The ancient sages tell us to “know thyself” and counsel that as long as we are ignorant of what moves us in our lives, of what we are in our essence, and what the purpose and significance of our lives may be, we are missing the fundamental basis for our explorations. Sri Aurobindo in The Life Divine, devotes considerable attention to the ‘sevenfold ignorance’ within which we live and act.
Through techniques and practices such as the development of the witness consciousness and the separation of the witness from the nature, we can begin to actually see and understand what forces and factors create who we are in our external lives and how we will respond. We can begin to trace back the motive springs of our feelings, perceptions, thoughts, emotions, cravings, desires, habits and instincts. Once we take up this form of exploration, it becomes both exceedingly interesting and exceedingly valuable for our spiritual growth.

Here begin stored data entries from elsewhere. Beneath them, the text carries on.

PR #730, opened 2023-09-12
geopandas support for components

drifter089:
I've introduced modifications to enhance geopandas support in PyPSA. The updates are minor tweaks to the functions originally developed by @fneum, and I've also added tests for geopandas integration. A big shout-out to @pz-max  for his in-depth insights on PyPSA and pytest that guided this contribution.


test/test_components.py
```diff
@@ -15,6 +18,41 @@ def empty_network_5_buses():
...
+    assert isinstance(geo_components_network.links.geometry, geopandas.GeoSeries)
+    assert isinstance(geo_components_network.transformers.geometry, geopandas.GeoSeries)
+
+
+def test_geo_component_add():
+    # Test whether 'geo_components' can be added to the network by add function.
+    # geo_components = {"Bus", "Line", "Link", "Transformer"}
+    # Point(0,1) and 'POINT (1 4)'(wkt_string) are valid and will be converted to shapely.geometry objects.
+    # {"None", "", np.nan, "nan"} are also valid values for geometry column while adding using add function and will be added as None.
+    # note - invalid strings will also be added as None.
```
pz-max, line 41: Use docstrings as applied in other cases

pz-max: Also consider the PEP convention: https://peps.python.org/pep-0008/#documentation-strings

test/test_components.py
```diff
@@ -15,6 +18,41 @@ def empty_network_5_buses():
...
+
+    network = pypsa.Network()
+
+    # {"None", "", np.nan, "nan"}
+    network.add("Bus", "bus_1", geometry="")
```
pz-max, line 46: Here you only test the bus geometry.
It needs to work for bus/line/links/transformers etc..

Think about also how to test not only for POINT coordinates but also for LINESTRING and POLYGONS (MULTI LINESTRING AND MULTI POLYGON should be forbidden -> see here the[ geometric objects](https://geopandas.org/en/stable/docs/user_guide/data_structures.html#geoseries) of geopandas )

test/test_components.py
```diff
@@ -15,6 +18,41 @@ def empty_network_5_buses():
     return network
 
 
+def test_geo_components_gpd_df(geo_components_network):
+    # Test whether 'geo_components' are 'geopandas.DataFrame' and conatin a 'geopandas.GeoSeries' in the 'geometry' column.
+    # geo_components = {"Bus", "Line", "Link", "Transformer"}
```
pz-max, line 23: change to docstring with pep convention

test/conftest.py
```diff
@@ -45,6 +45,40 @@ def scipy_network():
...
+@pytest.fixture(scope="function")
+def geo_components_network():
+    # Constructing a basic network using all 'geo_components'.
+    # geo_components = {"Bus", "Line", "Link", "Transformer"}
+    network = pypsa.Network()
+    num_components = 5
+
+    for i in range(num_components):
+        network.add("Bus", f"bus_{i}")
+
```
pz-max, line 57: Can you not avoid this and use of of the other networks e.g. ac_dc_network or scipy_network?

pypsa/io.py
```diff
@@ -901,6 +922,10 @@ def import_components_from_dataframe(network, dataframe, cls_name):
         logger.error("Error, new components for {} are not unique".format(cls_name))
         return
 
+    if cls_name in network.geo_components:
+        new_df["geometry"] = new_df["geometry"].apply(clean_geometry)
+        new_df = gpd.GeoDataFrame(new_df, geometry="geometry", crs=network.srid)
```
pz-max, line 927: just out of curiousity. What is `network.srid` ??

pz-max (changes requested):

pz-max:
Extends: https://github.com/PyPSA/PyPSA/pull/709

drifter089:
After executing all the tests, only the test in test_lopf_multiinvest.py is failing.
Screenshot 2023-09-19 194120

drifter089:
When I manually run the test with api = 'linopy', the gpd version produces different values for n.lines.s_nom_opt.
image

drifter089:
the data variable values are different in both cases in the solved model. I am trying to find out how the Linopy model being sent to solve differs, or if Linopy is producing different results.

Screenshot 2023-09-21 234535
Screenshot 2023-09-21 234508

test/test_components.py
drifter089: why should MULTI LINESTRING AND MULTI POLYGON should be forbidden?

test/conftest.py
drifter089: Implementing this to streamline testing and eliminate the need to repeatedly add geo components. This will also simplify the addition of future Geopandas-related tests.

pypsa/io.py
drifter089: image

drifter089:
I've identified a problem with the Linopy Model when working with a geopandas dataframe. When executing df.length, geopandas returns NaN values, which leads to incorrect constraints in the Linopy model.
Screenshot 2023-09-30 203446
Screenshot 2023-09-30 203436

To address this, we should explore alternative methods for retrieving dataframe indexes. Additionally, we need to verify if the reindex function is causing similar issues in other scenarios.

pz-max:
We are currently restructuring/redesigning the code.
**GOAL:** Make this backwards compatible. Meaning people without geometry won't be bothered by having to deal with GeoPandas

We try to consider these two statements:
- "When adding geometry data to PyPSA, it's ok to make it explicitly by requiring the user to convert the previous pandas DataFrame to Geopandas GeoDataFrame"
- "If all geometries are NONE, drop geometry columns. This will convert Geopandas GeoDataFrame to Pandas DataFrame"

drifter089:
In order to make this backwards compatible or not cause any breaking changes, we can:

1. Add a separate `GeoNetwork` function.
2. Or add a parameter `Geo = True/False` in the existing `network` function.

For instance:
```python
n = pypsa(path, Geo=True)

Figuring out how `io` functions and component attributes in the `csv` will look like in this case.

**Comment by drifter089** [comment]
**Keeping backwards compatibility** is crucial, ensuring no breaking changes. After considering various approaches, I believe the best one is to introduce a `enable_geometries` function as a method of the `Network` class.

```python
n = pypsa.Network()
n.enable_geometries()
n.revert_geometries()

**Comment by drifter089** [comment]
-  This function abstracts away the current functionality of converting into geopandas df and defining geo_components coded in _build_dataframes.
- By default Network will have geo_components as {} and no geopandas df.
- The add method can be modified to account for adding geometry values only when geo_components is not null, so can be any other method of the network class.
- This approach eliminates the need to modify the component attribute CSV. For instance, in the case of a bus, x and y parameters are already present, which might lead to confusion.
- It offers the flexibility to convert geopandas df back to pandas df without information loss.
- We can gradually introduce support for geometries in existing methods and incorporate new methods with extra functionality.

Please share your thoughts.

**Comment by pz-max** [comment]
I currently don't understand why the existing version is not backwards compatible...
I am now downloading the code locally to test everything and eventually create a PR at your repo.

```
git clone https://github.com/pz-max/PyPSA.git
cd PyPSA
git remote add drifter089 https://github.com/drifter089/PyPSA
git fetch drifter089
git checkout -b geopypsa drifter089/akshat_dev
```

File: pypsa/components.py [hunk 6]
```diff
@@ -391,6 +403,10 @@ def _build_dataframes(self):
                 columns=static_dtypes.index,
             )
 
+            if component in self.geo_components:
```
drifter089, line 406: @pz-max  this is the code isn't backward compatible because we create dataframes for bus links when initializing a network, and here we convert them to GeoPandas dataframes.

drifter089: We can abstract this into a separate method, allowing us to easily convert between standard dataframes and GeoPandas as needed.

pz-max: Got it! :+1:

pz-max:
> Please share your thoughts.

I now understand your approach and very much like it. 

I am looking forward to read the **test cases** with:
n.enable_geometries()
n.revert_geometries()

Btw I just remembered that we noticed with Fabian that crs information needs to be stored e.g. in n.meta. Because these are not automatically dragged along in the WKT string. --- But let's address that io stuff later

FabianHofmann:
Hey @pz-max, thanks for tuning me ;) As you know I like the idea. There, is some things to consider: 

- Storing more than one geometry per component: In some cases, it is necessary to store multiple geometries for a single component. For example, in pypsa-eur, we have both onshore and offshore shapes for single buses.
- Storing non-component related geometries: In other cases, there are important geometries which are not directly associated with single components, like in pypsa-eur the shape of whole Europe which we want to store.  
- A non-automatic process with enforces the user to use a flag like `n.enable_geometries()` feels a bit ponderous. But that's just a minor point.  
- Type stability: Optionally using geopandas dataframe instead of pandas dataframes can lead to unexpected behavior in some cases. Examples are :`n.buses.plot` leads to different figures, then with a geopandas dataframe; `n.buses.area` is different from `n.buses["area"]` if you have a column "area" in the buses dataframe. (@fneum knows that quite well ;) ). I have the concern that there are some functionalities, that we don't test which won't work, like clustering, pf etc.   

Let me know what you think.

pz-max:
Hi @FabianHofmann , great points!

Let me just summarise for others what we are talking about. From UX experience, the question is whether we should store GIS information directly at the components Dataframe, e.g. `n.buses` would also have geometry information per row, **or** store all GIS information in a separate dataframe `n.geometries` which contains all geometries from line to bus to EU shape etc.

Discussing your points:
1. Storing more geometries per component is possible either with "multi polygons" or with storing multiple geometry columns "geometry", "geometry_2". The latter "geometry_2" of course, needs some extra attention for the plotting scripts if other shapes are available and should be generally avoided if we can do so.
2. Agree. For storing any other geometries like continental shapes, having something like e.g. "n.geometries" is absolutely useful in any case.
3. Hm, with `n.enable_geometries()` any future IO will be automatically geopandas. We possibly could also make it `pypsa.network(geomtry=True)` or similar.
4. Regarding type stability.  Plots will in any case require geomtries checks. E.g. if geometries exist also use them. We already recognised some issues with columns like areas / length etc in the PyPSA jungle and indeed some parts need to be renamed at some locations. Pytests that continuously check stability can help spot issues before they occur (and they already worked well for this purpose).

In conclusion.
- I think we need something like `n.geometries` anyway given your perspective
- As of the above, it will be either a **pure** `n.geometries` solution or a **hybrid** solution where additional `n.buses` can carry geometry information
- For any of the solutions, we also need to deal with storing crs data somewhere
- We should meet together and discuss opportunities and challenges for each approach (& then definitely decide on which approach we should test first -- we can also test one method first & pivot to the other approach if necessary). I don't have hard feelings about this but just see UX benefits for the **hybrid** approach (no filtering required to access geometry of a particular line/bus/transformer object) & @drifter089 sees technical stability benefits when data is duplicated e.g. `n.buses` would have an index with geomtries in `n.geometries`. 

When should we meet up ideally? Ping on Discord about the details in PyPSA meets Earth Server

fneum:
superseded by #759

PR #734, opened 2023-09-14
address all-zero time-dependent value removal bug (closes #722)

### LINKED ISSUE #722: Export bug when time-dependent variable is all 0.
## Checklist

- [x] I am using the current [`master`](https://github.com/pypsa/pypsa/tree/master) branch.

## Describe the Bug

When a time-dependent variable, in this case n.links_t.p2 is all 0., the whole table is dropped upon export, here is the line of code where it happens:

https://github.com/PyPSA/PyPSA/blob/a0027f50a24744251e58ea6577f446bfdc90f1f6/pypsa/io.py#L504

I.e. if all columns equal the default, the whole table is dropped. Which leads to results disappearing.

## MWE

```py
!wget https://model.energy/networks/c6c1d08a805dbbeae283ce07a1195934.nc
import pypsa
n = pypsa.Network("c6c1d08a805dbbeae283ce07a1195934.nc")
(n.links_t.p2 != n.components["Link"]["attrs"].at["p2","default"]).any()
n.links_t.p2["hydrogen_electrolyser"] = 0.
n.export_to_netcdf("c6-test.nc")
n = pypsa.Network("c6-test.nc")
n.links_t.p2
n.links_t.p2["hydrogen_compressor"] = 0.
n.export_to_netcdf("c6c-test.nc")
n = pypsa.Network("c6c-test.nc")
n.links_t.p2
```

## Solution

Should not actually drop anything, i.e. save the file exactly as the user expects, then let the compression algorithm worry about saving disk space.

fneum:
Still have to check how much it affects file size.

### DIFF
--- a/pypsa/io.py
+++ b/pypsa/io.py
@@ -501,11 +501,8 @@ def _export_to_exporter(network, exporter, basename, export_standard_types=False
                 else:
                     col_export = pnl[attr].columns[(pnl[attr] != default).any()]
 
-            if len(col_export) > 0:
-                df = pnl[attr].reset_index()[col_export]
-                exporter.save_series(list_name, attr, df)
-            else:
-                exporter.remove_series(list_name, attr)
+            df = pnl[attr].reset_index()[col_export]
+            exporter.save_series(list_name, attr, df)
 
         exported_components.append(list_name)
 


coroa:
Fixes #722

coroa:
I agree this makes sense for the netcdf representation, where there is compression (which is now enabled by default), but there are other exporters like to csv where this has a big impact (not only in storage space, but also in file space, which incidentally is also where this branch was originally implemented and included into the exporter/importer infrastructure).

fneum:
Xref https://github.com/PyPSA/whobs-server/commit/dbc6726e600dce7dbd62f7b7f0ac2871df0990c5

lkstrp:
I think I fixed that in #1128. This can be achieved in #1128 by adding dynamic attributes, which are generally the same as static attributes, or only io. This could also be a simple option. I need to revive that PR anyway, so I'll move the discussion there

FabianHofmann:
I would close this as this is already tracked as an issue linked to the data validation work of @lkstrp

The Mother writes: “To perfect oneself, one must first become conscious of oneself. I am sure, for instance, that the following situation has arisen many times in your life: someone asks you suddenly, ‘Why have you done that?’ Well, the spontaneous reply is, ‘I don’t know.’ If someone asks you, ‘What are you thinking of?’ You reply, ‘I don’t know.’ ‘Why are you tired?’ — ‘I don’t know.’ ‘Why are you happy?’ — ‘I don’t know’, and so on. I can take indeed fifty people and ask them suddenly, without preparation. ‘Why have you done that?’ and if they are not inwardly ‘awake’, they will all answer, ‘I don’t know’ (of course I am not speaking here of those who have practiced a discipline of self-knowledge and of following up their movements to the extreme limits; these people can, naturally, collect themselves, concentrate and give the right answer, but only after a little while). You will see that it is like that if you look well at your whole day. You say something and you don’t know why you say it — it is only after the words are out of your mouth that you notice that this was not quite what you wanted to say. For instance, you go to see someone, you prepare beforehand the words you are going to speak, but once you are in front of the person in question, you say nothing or it is other words which come from your mouth. Are you able to say to what extent the atmosphere of the other person has influenced you and stopped you from saying what you had prepared? How many people can say that? They do not even observe that the person was in such or such a state and that it was because of this that they could not tell him what they had prepared. Of course, there are very obvious instances when you find people in such a bad mood that you can ask nothing of them. I am not speaking of these. I am speaking of the clear perception of reciprocal influences: what acts and reacts on your nature; it is this one does not have. For example, one becomes suddenly uneasy or happy, but how many people can say, ‘It is this’? And it is difficult to know, it is not at all easy. One must be quite ‘awake’; one must be constantly in a very attentive state of observation.”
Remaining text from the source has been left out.